To insert bytea contents with the pg_* API, the binary value should always be run through the pg_escape_bytea() function, even if it's passed to the pg_execute or pg_query_params functions.
This is because the pg_* layer doesn't "know" that a particular parameter has binary contents, and it does not implement any real support for parameter types anyway. So the text representation must be used. It can either be in the escape form or the hex form, it doesn't matter to the PG server, and it's independant of the value of bytea_output, which is meaningful only for values read from the server.
Example:
$esc=pg_escape_bytea("\000\001\002");
pg_query_params('INSERT INTO some_table(some_col) VALUES($1)', array($esc));
To read bytea contents with the pg_* API, the value must be run through pg_unescape_bytea() after the fetch. Assuming the client library is not older than 9.0 (libq.so.5.3 or higher), it can decode the contents whether it's in hex form or escape form and it will autodetect it. Only with an older library would it be necessary to force bytea_output to escape for it to decode properly, either dynamically with SET or statically for the whole database (ALTER DATABASE SET bytea_output=escape) or in postgresql.conf for the whole instance.
Example:
$p=pg_query("SELECT some_col FROM some_table WHERE...");
$r=pg_fetch_array($p);
$contents = pg_unescape_bytea($r[0]);
Both answers posted here gave me some thoughts, but none were 100% of the answer.

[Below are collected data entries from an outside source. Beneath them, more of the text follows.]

PR #2324, opened 2016-04-05
Hamamatsu VMS: fix dimensions of full-resolution image

melissalinkert:
Fixes https://trac.openmicroscopy.org/ome/ticket/11535.

To test, use the three .vms files from ```curated/hamamatsu-vms/openslide```, and compare against the three .ndpi files from ```curated/hamamatsu/openslide```.  The full resolution image for the .ndpi files (== series 0) should be a factor of 2 smaller than the full resolution image for the corresponding .vms.  The whole image can't be opened with showinf/ImageJ, but spot checking several (x, y, w, h) .ndpi tiles against the corresponding (x * 2, y * 2, w * 2, h * 2) .vms tile should give confidence that the tiling is now being done correctly.

Importing into OMERO would also be something to check, but note that this should result in pyramid generation since pyramids are not stored in these .vms datasets.  Not sure how easy that would be with an open PR, so if it's easier to test in OMERO after merging and follow up with a card (if needed) then that works for me.

Also, this is a breaking reader change, so likely not a backporting candidate.

### DIFF
--- a/components/formats-gpl/src/loci/formats/in/HamamatsuVMSReader.java
+++ b/components/formats-gpl/src/loci/formats/in/HamamatsuVMSReader.java
@@ -38,6 +38,7 @@ import loci.common.IniParser;
 import loci.common.IniTable;
 import loci.common.Location;
 import loci.common.RandomAccessInputStream;
+import loci.common.Region;
 import loci.common.services.ServiceException;
 import loci.formats.CoreMetadata;
 import loci.formats.FormatException;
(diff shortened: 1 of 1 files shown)


melissalinkert:
Corresponding config PR: https://github.com/openmicroscopy/data_repo_config/pull/101

sbesson:
Added to https://trello.com/c/NE6UFb5k/70-better-document-breaking-reader-changes

mtbc:
Needs listing for review?

melissalinkert:
Listed for Monday now.

bramalingam:
Did the non-omero testing on Matlab. Works as expected. As suggested doing the Omero testing is not viable currently. So this PR is good to merge in its current state.

We can always do the Omero import testing at a later state, when we start consuming BF snapshot's in develop.

melissalinkert:
Any reason not to merge this?

mtbc:
We can test open BF PRs via the regions devspace: this morning's build merges,
```
2016-05-06 04:01:09,632 [   scc.merge] INFO    # PR 2324 melissalinkert 'Hamamatsu VMS: fix dimensions of full-resolution image'
```
I have imported these files into `PR-2324-ndpi` and `PR-2324-vms` on `regions-omero.docker.openmicroscopy.org` as `user-14`.

mtbc:
> should be a factor of 2 smaller

does seem to be true. :+1:

mtbc:
At least the first image looks the same in both. (Pyramids take ages.)

PR #2325, opened 2016-04-06
PerkinElmer UltraVIEW VoX link

mtbc:
fixes the broken link to the microscope information

PR #2327, opened 2016-04-06
PerkinElmer UltraVIEW VoX link (rebased onto dev_5_1)

sbesson:
This is the same as gh-2325 but rebased onto dev_5_1.

----

fixes the broken link to the microscope information


sbesson:
--rebased-from #2325

sbesson:
See https://ci.openmicroscopy.org/view/Bio-Formats-5.1/job/BIOFORMATS-5.1-merge-docs/1209/

PR #2326, opened 2016-04-06
remove mentions of deleted project SubImager

mtbc:
The CellProfiler folks have deleted the subimager repo as not having been a good idea in the first place. Perhaps in some later PR we may wish to suggest some alternative.

PR #2328, opened 2016-04-06
remove mentions of deleted project SubImager (rebased onto dev_5_1)

sbesson:
This is the same as gh-2326 but rebased onto dev_5_1.

----

The CellProfiler folks have deleted the subimager repo as not having been a good idea in the first place. Perhaps in some later PR we may wish to suggest some alternative.


sbesson:
--rebased-from #2326

sbesson:
See https://ci.openmicroscopy.org/view/Bio-Formats-5.1/job/BIOFORMATS-5.1-merge-docs/1209/

PR #2329, opened 2016-04-07
Zeiss CZI: fixes for files with multiple mosaics and positions (rebased onto dev_5_1)

bramalingam:
This is the same as gh-2305 but rebased onto dev_5_1.

----

To test, use the file in ```curated/zeiss-czi/niko``` (it will be ~100GB).  The images are quite large; the easiest first test would be to select a few ~2kx2k tiles and check the display in ImageJ vs Zeiss' ZEN.  It would be good to try importing into OMERO as well, to validate that all of the pixel data is read correctly, but this will take a while as pyramids will need to be generated.

Configuration PR is: https://github.com/openmicroscopy/data_repo_config/pull/96


bramalingam:
--rebased-from #2305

So, I will explain in this answer what I did to get it to work.
When displaying the image, I used this:
header('Content-Type: image/jpeg');
$data = pack("H*", pg_unescape_bytea($data));
echo $data;
I'm running PHP 5.3.8, in PHP 5.4.0 it turns out you can use hex2bin instead of pack.
When adding the image to the database, I used this:
$data = pg_escape_bytea($data); // Escape input for PostgreSQL
$sql = "UPDATE asset SET data = '%s'WHERE uuid = '%s'";
I'm glad it is working now. Thank you both Daniel and Johann!